Kyiv knows this. The risk-reward calculation makes state-sanctioned assassinations of domestic oligarchs in Western Europe highly improbable, though not entirely impossible in the chaotic margins of a brutal war.
The Death of Private Media Empires
The most underestimated blow to the oligarchic class was not the seizure of their factories, but the loss of their television screens.
For decades, the real power of Ukrainian billionaires lay in their media holdings. Every major oligarch owned at least one national television channel. These channels were not profitable businesses; they were expensive defense systems. If the government attempted to investigate a tycoon’s business practices, the tycoon’s TV channel would launch a devastating smear campaign against the responsible ministers or the president.
Martial law changed everything. Following the 2022 invasion, the government consolidated all major national television stations into a single, state-controlled news broadcast known as the "United News" telemarathon.
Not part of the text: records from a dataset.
PR #14223, opened 2019-06-14
Fix unescaped dash in character group in autoloader regex

mvorisek:
| Questions     | Answers
| Branch?       | develop
| Description?  | PHP needs 2 backslashes to produce one backslash in the string itself. <br/>Regex needs 2 backslashes to produce one backslash in the regex itself.
| Type?         | bug fix
| Category?     | BO
| BC breaks?    | no
| Deprecations? | no
| How to test?  | Try with php7.3 and PHP7.1

---
This change is [Reviewable](https://reviewable.io/reviews/prestashop/prestashop/14223)

### DIFF
--- a/classes/PrestaShopAutoload.php
+++ b/classes/PrestaShopAutoload.php
@@ -286,9 +286,10 @@ class PrestaShopAutoload
                 } elseif (substr($file, -4) == '.php') {
                     $content = file_get_contents($rootDir . $path . $file);
 
-                    $namespacePattern = '[\\a-z0-9_]*[\\]';
-                    $pattern = '#\W((abstract\s+)?class|interface)\s+(?P<classname>' . basename($file, '.php') . '(?:Core)?)'
-                                . '(?:\s+extends\s+' . $namespacePattern . '[a-z][a-z0-9_]*)?(?:\s+implements\s+' . $namespacePattern . '[a-z][\\a-z0-9_]*(?:\s*,\s*' . $namespacePattern . '[a-z][\\a-z0-9_]*)*)?\s*\{#i';
+                    $namePattern = '[a-z_\x7f-\xff][a-z0-9_\x7f-\xff]*';
+                    $nameWithNsPattern = '(?:\\\\?(?:' . $namePattern . '\\\\)*' . $namePattern . ')';
+                    $pattern = '~(?<!\w)((abstract\s+)?class|interface)\s+(?P<classname>' . basename($file, '.php') . '(?:Core)?)'
+                                . '(?:\s+extends\s+' . $nameWithNsPattern . ')?(?:\s+implements\s+' . $nameWithNsPattern . '(?:\s*,\s*' . $nameWithNsPattern . ')*)?\s*\{~i';
 
                     //DONT LOAD CLASS WITH NAMESPACE - PSR4 autoloaded from composer
                     $usesNamespace = false;


mvorisek:
Resubmit https://github.com/PrestaShop/PrestaShop/pull/14224#pullrequestreview-250466315 to `develop` branch.

PierreRambaud (approved):

mvorisek:
Can you please merge so I can delete the fork?

PierreRambaud:
Regarding the tests look like your fix break the autoloader :thinking:

PierreRambaud (changes requested):
Need investigation to find why tests are failing.

mvorisek:
Can you confirm that the build is broken by exactly this PR? Try to cherry pick the commit on top of some non-failing branch.

The regexes seems to be working for me, see https://3v4l.org/hBE88

I have also added there an example why the 4 backslashes are important to properly escape 1 backslash.

PierreRambaud:
yes it's because of your PR :/
It breaks the Autoloader

mvorisek:
Oh, I think I found it. The original code seems to me to be actually wrong:
```
$namespacePattern = '[\\a-z0-9_]*[\\]';
```
parses to string `[\a-z0-9_]*[\]`, the first backslash is (currently) honored in the regex as the next char does not need an escape char and it is withing character group (where escape characters are currently handled less strictly).

But the second backslash is is escaping the following `]` bracket. And due to the usage later with additional `]` (which closes the character group) it "works/compiles".

From my point of view the "namespace pattern" is not intended to parse any `]` characters.

Is it the case?

PierreRambaud:
The best way to test if everything is ok is to update your PR :D

mvorisek:
> Oh, I think I found it. The original code seems to me to be actually wrong:

Yeah, the code was wrong and it worked by coincidences.

mvorisek:
The code is final and passing the CI tests. Can it be reviewed and merged?

classes/PrestaShopAutoload.php
```diff
@@ -286,9 +286,10 @@ protected function getClassesFromDir($path, $hostMode = false)
                 } elseif (substr($file, -4) == '.php') {
                     $content = file_get_contents($rootDir . $path . $file);
 
-                    $namespacePattern = '[\\a-z0-9_]*[\\]';
-                    $pattern = '#\W((abstract\s+)?class|interface)\s+(?P<classname>' . basename($file, '.php') . '(?:Core)?)'
-                                . '(?:\s+extends\s+' . $namespacePattern . '[a-z][a-z0-9_]*)?(?:\s+implements\s+' . $namespacePattern . '[a-z][\\a-z0-9_]*(?:\s*,\s*' . $namespacePattern . '[a-z][\\a-z0-9_]*)*)?\s*\{#i';
+                    $namePattern = '[a-z_\x7f-\xff][a-z0-9_\x7f-\xff]*';
```
PierreRambaud, line 289: Why adding \x7f and \xff, I don't find any reason to add it?

classes/PrestaShopAutoload.php
```diff
@@ -286,9 +286,10 @@ protected function getClassesFromDir($path, $hostMode = false)
...
+                    $nameWithNsPattern = '(?:\\\\?(?:' . $namePattern . '\\\\)*' . $namePattern . ')';
```
PierreRambaud, line 290: Shouldn't be this?
```suggestion
                    $nameWithNsPattern = '(?:\\\\)?(?:' . $namePattern . '\\\\)*' . $namePattern;
```

classes/PrestaShopAutoload.php
mvorisek: https://stackoverflow.com/questions/6362241/php-variable-function-class-names-using-special-characters#6362268 To match all valid names no matter if Unicode names are currently used or not.

classes/PrestaShopAutoload.php
mvorisek: No, it shouldn't. `\\\\` is properly escaped `\` char and the `(?:` + `)` outside parenthesis are there for safe use with quantifiers (imagine `ab` later used as `ab?` instead of `(?:ab)?`).

PierreRambaud: `?:` only mean `Non-capturing group`.
And `ab?` is different than `(?:ab)?)`.
But here I understand that `\\\\` is only one character, and I think my suggestion is easier to understand, (especially for people not familiar with regex ^^)

mvorisek: > `?:` only mean `Non-capturing group`.
> But here I understand that `\\\\` is only one character, and I think my suggestion is easier to understand, (especially for people not familiar with regex ^^)

Yes, I know. If you want, wrap the first `\\\\` inside another `(?:` + `)`, but it is not needed, as it is only one character.

> And `ab?` is different than `(?:ab)?)`.

Yes, that is the example of the difference, beaware that the second/last `)` is part of the text :)

PierreRambaud (approved):

classes/PrestaShopAutoload.php
PierreRambaud: > Yes, I know. If you want, wrap the first \\\\ inside another (?: + ), but it is not needed, as it is only one character.

Of course it's not needed, but I think many people are not familiar with regex and if you ask to many people they will answer you it's two `\` :D But indeed, let's merge your PR :+1:

matks:
Thank you @mvorisek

This move effectively disarmed the oligarchs. Overnight, they lost their primary tool of political blackmail.
The Financial Cost of Silence
Maintaining these idle media empires quickly became a massive financial liability. Under the "anti-oligarch" law passed shortly before the war, individuals designated as oligarchs were required to sell their media assets or face severe restrictions. With no political leverage left to gain from owning them, several tycoons simply handed their media licenses back to the state.
- Rinat Akhmetov closed his entire media group, which included some of the most popular channels in the country, citing the anti-oligarch law and the impossibility of operating under wartime conditions.
- Other tycoons quietly transferred ownership to employees or shell companies to escape the official "oligarch" designation, effectively ending their direct control over public opinion.
Without their media megaphones, these men have been reduced to spectators in the political life of the country. They can no longer threaten governments or dictate policy.
The Western Eyes Watching the Clean Up
Kyiv’s campaign against the oligarchs is not merely a domestic power struggle. It is a performance directed at an audience of Western donors.
Ukraine’s economic survival depends entirely on financial aid from the United States, the European Union, the IMF, and the World Bank. These institutions have made it clear that postwar reconstruction funds will not be disbursed if the money is destined to end up in the offshore accounts of the old elite. The fight against corruption and the dismantling of the oligarchic system are explicit conditions for Ukraine’s future integration into the European Union.
This external pressure has forced the government's hand. Every high-profile arrest, asset seizure, and anti-corruption raid is widely publicized to demonstrate to Washington and Brussels that Ukraine is serious about reform.
But this process carries a profound systemic risk.
By dismantling the old oligarchic monopolies, the state is consolidating an unprecedented amount of power in the executive branch. The security services, the prosecutors, and the state-owned holding companies are all answerable to a highly centralized authority.
The critical question for Ukraine’s post-war future is whether this concentrated power will be used to build a transparent, market-driven democracy, or whether it will simply replace the old private oligarchy with a new system of state capitalism dominated by government bureaucrats and security officials.
The old billionaires are losing their empire, but the battle for who will control the spoils of the post-war economy is only just beginning. The explosions and the dramatic claims of assassination are not the story itself; they are the violent death rattles of a dying system.